Yesterday I watched Facebook go abuzz over the Fifty Shades of Grey trailer! I was amazed at all the joyous comments on the Valentine’s Day, 2015 premiere date.

Have I become a prude?

Three years ago I read this book! Yes, I admit I read it. At the time, I was not a faith driven Warrior of Christ. At the time, I did not hold myself in high regard, and guard my heart and soul as I do now. My moral values and how I now see the world have totally changed! My philosophy on how I see other women being treated by today’s society has changed tremendously. I am still in awe of how much my attitude for myself and my self-worth has changed. I didn’t realize how much a person could change after they profess their love for Jesus Christ. I didn’t realize how much my Christian beliefs have changed me. My faith walk has taken a path that even I couldn’t have possibly imagined at the time. I’ve heard it said that when you ask God to fill you with the Holy Spirit your whole world changes, well I am a true believer now.

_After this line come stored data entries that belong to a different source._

PR #324, opened 2025-11-14
New functions: column_min_ddim & column_max_ddim

CharlesKrop:
Functionality is the same as column_min/max, but separate functions are needed to handle cases with off grid data dimensions.

The unit test `test_column_operations` has been updated to test both 3d and 4d cases.


FlorianDeconinck (approved):
LGTM

PR #335, opened 2025-11-27
[API Update] `NDSLRuntime` uses the wider `StencilFactory` rather than a narrow config

FlorianDeconinck:
# Description

We fix here a misguided choice of original API _before_ the class becomes wide spread.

I have been a volunteer with a Human Trafficking organization, Rescue Innocence (http://www.rescueinnocence.org/) for the past year, and my total outlook on “spicy” sex movies has now taken on a new dimension. I am not only concerned for the young women of our world, I am also concerned for the young men as well! I’ve watched young woman after woman voice her opinion on this new movie coming out on Valentine’s Day. I’ve listened to their laughs and giggles and heard them say that they can’t wait for it to be on the big screen. Do we really want to portray ourselves as a society that thinks it is okay to idolize a sociopathic pervert? Really? Do we really want to portray ourselves as people who think it is okay for a man to sexually dominate a young, impressionable woman?

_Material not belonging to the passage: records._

PR #336, opened 2025-12-08
:wrench: Harden `Quantity` to hybrid usage

FlorianDeconinck:
# Description

Bits and bobs that make using `Quantity` in the case of hybrid CPU/GPU memory more straightforward for the user:
- Check for device residency in allocation and move to upload/download if needed
- Make sure to download data before using the `xarray` getter
- Loosen the `from_data_array` to read data that doesn't have a `units`

## How has this been tested?

We don't have the possibility to do GPU tests for now so we can test this outside of model use. This has been tested in NASA's GEOS current porting work.

## Checklist

### DIFF
--- a/ndsl/quantity/quantity.py
+++ b/ndsl/quantity/quantity.py
@@ -359,19 +359,19 @@ class Quantity:
     @property
     def field_as_xarray(self) -> xr.DataArray:
         """Returns an Xarray.DataArray of the field (domain)"""
-        if isinstance(self.field, cupy.ndarray):
-            field = self.field.get()
-        else:
+        if isinstance(self.field, np.ndarray):
             field = self.field
+        else:
+            field = self.field.get()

After reading all the comments on Facebook, it dawned on me, a lot of the young women posting comments are women with small children. Then it hit me! This is what we are portraying to our children and how they see our society. We teach our children values and how to treat other human beings in life but, what happens when they watch us be okay with media that portrays women as sex slaves? Do our young children see us as Christians with values, or do they see us as Christians with a twisted moral system? How will our children evolve into God loving individuals in our future?

Since I’ve only been a practicing Christian for over a year and a half, my faith has grown beyond anything I could have comprehended. My faith is so dear to me, I guard it and I am careful of who I am in the company of and how I portray myself to others.

I am not a Prude!
I am a Child of God. I am a Christian!

I love the Lord with all my heart and soul, and when I portray myself as anyone other than a Christ centered human being, all I am doing is hurting God. This beautiful God who breathed life into me, forgave me and granted me grace on the Cross is my Lord and Savior! I have to protect my soul and I have to protect how I portray myself as a Christian. I will not be seeing Fifty Shades of Grey. Yes, it is my choice  just as it is the choice of others whether they go to see this film or not.

I hope that more woman and men will come together and realize the plot behind Fifty Shades of Grey. My hope is that men will realize they do not want to be represented by a character in a story that does not respect God’s women here on earth!

I pray that Fifty Shades of Grey is not setting a precedent of who we are becoming, and how we are teaching the children of our future.